Records from a data source
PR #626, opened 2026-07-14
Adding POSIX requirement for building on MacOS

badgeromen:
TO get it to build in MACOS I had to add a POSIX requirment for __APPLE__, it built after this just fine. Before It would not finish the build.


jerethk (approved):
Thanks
...
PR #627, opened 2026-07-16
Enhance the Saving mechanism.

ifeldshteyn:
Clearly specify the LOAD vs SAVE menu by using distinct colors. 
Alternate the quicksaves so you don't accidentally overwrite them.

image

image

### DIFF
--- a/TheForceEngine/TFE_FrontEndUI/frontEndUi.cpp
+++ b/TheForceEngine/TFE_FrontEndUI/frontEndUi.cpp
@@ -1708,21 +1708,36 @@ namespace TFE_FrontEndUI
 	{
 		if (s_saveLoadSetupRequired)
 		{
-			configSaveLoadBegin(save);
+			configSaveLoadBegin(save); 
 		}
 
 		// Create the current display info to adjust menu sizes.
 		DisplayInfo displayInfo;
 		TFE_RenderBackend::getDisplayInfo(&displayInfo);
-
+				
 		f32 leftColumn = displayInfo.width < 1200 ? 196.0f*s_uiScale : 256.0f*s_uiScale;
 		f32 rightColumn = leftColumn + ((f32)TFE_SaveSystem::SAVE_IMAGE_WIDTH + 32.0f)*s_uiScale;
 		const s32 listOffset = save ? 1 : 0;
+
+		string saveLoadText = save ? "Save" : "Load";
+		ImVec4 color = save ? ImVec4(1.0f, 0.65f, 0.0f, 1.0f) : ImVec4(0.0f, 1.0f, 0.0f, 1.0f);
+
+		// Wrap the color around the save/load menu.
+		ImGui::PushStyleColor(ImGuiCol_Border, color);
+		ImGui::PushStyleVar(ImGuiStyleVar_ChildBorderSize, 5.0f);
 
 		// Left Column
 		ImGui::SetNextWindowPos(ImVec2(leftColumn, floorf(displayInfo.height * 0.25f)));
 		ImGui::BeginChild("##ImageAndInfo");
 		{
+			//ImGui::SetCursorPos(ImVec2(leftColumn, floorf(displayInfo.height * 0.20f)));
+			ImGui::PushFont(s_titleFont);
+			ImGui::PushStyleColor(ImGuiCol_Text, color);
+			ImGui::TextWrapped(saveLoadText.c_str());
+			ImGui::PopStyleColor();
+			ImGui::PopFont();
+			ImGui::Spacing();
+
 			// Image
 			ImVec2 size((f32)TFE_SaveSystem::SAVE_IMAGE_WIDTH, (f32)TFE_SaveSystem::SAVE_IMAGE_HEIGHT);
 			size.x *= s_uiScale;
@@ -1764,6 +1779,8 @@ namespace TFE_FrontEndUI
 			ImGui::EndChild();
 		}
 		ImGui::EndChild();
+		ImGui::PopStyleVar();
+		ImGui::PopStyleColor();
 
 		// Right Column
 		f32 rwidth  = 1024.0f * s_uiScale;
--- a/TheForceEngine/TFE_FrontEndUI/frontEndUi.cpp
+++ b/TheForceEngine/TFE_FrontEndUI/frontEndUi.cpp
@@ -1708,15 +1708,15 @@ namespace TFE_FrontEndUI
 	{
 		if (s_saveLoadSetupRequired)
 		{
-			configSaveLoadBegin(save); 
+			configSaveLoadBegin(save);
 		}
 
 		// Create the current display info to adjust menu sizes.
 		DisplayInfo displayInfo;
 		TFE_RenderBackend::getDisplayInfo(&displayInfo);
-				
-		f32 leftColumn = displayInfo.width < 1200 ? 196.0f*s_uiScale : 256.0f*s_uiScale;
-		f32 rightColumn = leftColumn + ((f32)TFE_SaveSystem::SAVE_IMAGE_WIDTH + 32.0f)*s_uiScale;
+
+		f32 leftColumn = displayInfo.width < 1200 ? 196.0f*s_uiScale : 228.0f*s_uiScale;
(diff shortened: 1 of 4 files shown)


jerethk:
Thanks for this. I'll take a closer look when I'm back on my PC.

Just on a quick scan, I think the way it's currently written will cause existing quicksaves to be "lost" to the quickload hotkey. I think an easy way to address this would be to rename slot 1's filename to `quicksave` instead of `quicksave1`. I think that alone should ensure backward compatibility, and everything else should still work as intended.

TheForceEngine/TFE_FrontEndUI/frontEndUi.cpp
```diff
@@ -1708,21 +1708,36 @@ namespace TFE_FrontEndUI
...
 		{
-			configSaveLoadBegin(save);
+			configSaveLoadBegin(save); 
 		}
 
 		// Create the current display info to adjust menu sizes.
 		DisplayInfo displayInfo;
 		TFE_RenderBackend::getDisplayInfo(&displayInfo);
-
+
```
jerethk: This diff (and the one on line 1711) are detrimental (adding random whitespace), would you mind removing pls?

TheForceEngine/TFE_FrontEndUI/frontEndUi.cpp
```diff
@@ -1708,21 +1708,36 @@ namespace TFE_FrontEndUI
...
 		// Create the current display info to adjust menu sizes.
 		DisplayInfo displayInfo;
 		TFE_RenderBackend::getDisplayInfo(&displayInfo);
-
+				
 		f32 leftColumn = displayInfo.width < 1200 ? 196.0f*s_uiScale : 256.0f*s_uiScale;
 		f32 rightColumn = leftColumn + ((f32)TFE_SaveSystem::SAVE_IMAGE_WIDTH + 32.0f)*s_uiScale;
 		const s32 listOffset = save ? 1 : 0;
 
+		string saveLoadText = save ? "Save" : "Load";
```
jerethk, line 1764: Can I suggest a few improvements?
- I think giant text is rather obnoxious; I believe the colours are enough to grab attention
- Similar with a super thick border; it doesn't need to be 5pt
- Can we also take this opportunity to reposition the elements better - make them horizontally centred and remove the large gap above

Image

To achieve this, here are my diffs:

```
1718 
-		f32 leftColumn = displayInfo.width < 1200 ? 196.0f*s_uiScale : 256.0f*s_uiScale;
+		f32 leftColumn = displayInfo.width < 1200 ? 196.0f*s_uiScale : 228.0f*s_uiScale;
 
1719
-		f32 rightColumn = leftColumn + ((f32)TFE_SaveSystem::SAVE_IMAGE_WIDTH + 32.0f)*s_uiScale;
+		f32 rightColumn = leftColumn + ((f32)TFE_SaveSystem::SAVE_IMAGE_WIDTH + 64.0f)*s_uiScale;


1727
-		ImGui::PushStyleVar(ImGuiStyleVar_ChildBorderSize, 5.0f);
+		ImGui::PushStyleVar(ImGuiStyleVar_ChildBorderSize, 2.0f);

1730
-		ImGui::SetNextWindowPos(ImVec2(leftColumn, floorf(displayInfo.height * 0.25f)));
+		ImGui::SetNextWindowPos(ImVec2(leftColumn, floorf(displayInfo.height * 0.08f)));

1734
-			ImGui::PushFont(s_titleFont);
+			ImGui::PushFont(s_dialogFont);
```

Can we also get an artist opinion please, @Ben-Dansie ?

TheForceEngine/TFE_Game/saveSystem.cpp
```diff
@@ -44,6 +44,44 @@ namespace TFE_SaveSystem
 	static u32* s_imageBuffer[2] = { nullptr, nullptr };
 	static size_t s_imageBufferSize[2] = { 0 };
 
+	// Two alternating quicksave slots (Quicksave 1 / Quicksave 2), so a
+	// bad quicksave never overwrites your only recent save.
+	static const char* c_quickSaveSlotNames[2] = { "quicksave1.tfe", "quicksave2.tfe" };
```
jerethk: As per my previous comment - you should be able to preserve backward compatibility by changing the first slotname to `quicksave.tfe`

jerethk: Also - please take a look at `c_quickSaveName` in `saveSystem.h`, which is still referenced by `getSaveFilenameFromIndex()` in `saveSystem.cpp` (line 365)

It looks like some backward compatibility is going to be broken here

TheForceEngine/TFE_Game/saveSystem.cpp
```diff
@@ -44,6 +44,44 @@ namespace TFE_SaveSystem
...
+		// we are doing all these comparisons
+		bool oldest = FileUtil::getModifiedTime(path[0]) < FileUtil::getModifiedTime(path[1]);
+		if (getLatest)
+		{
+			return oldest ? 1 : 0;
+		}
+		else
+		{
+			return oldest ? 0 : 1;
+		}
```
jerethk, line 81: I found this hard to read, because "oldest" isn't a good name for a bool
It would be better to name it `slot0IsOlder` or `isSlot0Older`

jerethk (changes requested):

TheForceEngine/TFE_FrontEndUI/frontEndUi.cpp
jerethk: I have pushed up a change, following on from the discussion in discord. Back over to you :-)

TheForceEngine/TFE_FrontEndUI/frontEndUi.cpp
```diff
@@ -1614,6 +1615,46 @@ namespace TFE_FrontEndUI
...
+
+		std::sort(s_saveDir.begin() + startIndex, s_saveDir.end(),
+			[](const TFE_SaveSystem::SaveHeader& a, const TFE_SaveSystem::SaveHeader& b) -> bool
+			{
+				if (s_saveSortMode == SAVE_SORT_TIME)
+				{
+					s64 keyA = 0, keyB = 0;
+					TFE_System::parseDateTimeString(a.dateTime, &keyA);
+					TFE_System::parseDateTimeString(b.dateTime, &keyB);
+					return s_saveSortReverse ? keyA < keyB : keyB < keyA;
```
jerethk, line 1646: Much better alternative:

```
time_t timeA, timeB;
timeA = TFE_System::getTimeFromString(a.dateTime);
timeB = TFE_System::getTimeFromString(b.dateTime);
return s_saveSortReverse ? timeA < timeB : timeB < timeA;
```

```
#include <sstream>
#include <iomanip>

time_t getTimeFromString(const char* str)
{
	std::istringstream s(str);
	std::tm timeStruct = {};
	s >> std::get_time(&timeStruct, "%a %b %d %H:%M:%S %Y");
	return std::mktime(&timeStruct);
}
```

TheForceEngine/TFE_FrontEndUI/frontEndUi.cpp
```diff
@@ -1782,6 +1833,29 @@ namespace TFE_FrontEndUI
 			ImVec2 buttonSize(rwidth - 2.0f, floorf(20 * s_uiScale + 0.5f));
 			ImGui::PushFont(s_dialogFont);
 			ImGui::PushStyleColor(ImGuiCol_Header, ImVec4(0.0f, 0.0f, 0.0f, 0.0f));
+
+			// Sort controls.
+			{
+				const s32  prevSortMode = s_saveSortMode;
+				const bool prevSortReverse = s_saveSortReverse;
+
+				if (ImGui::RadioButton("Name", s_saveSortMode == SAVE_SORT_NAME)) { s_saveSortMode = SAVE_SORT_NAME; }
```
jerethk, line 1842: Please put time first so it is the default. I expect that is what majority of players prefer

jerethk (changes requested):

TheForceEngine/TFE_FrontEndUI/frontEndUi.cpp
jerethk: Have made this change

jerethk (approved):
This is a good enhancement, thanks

_The problem_
Show every line from the entries above in which the word "getTimeFromString" appears.

_Task output_
timeA = TFE_System::getTimeFromString(a.dateTime);
timeB = TFE_System::getTimeFromString(b.dateTime);
time_t getTimeFromString(const char* str)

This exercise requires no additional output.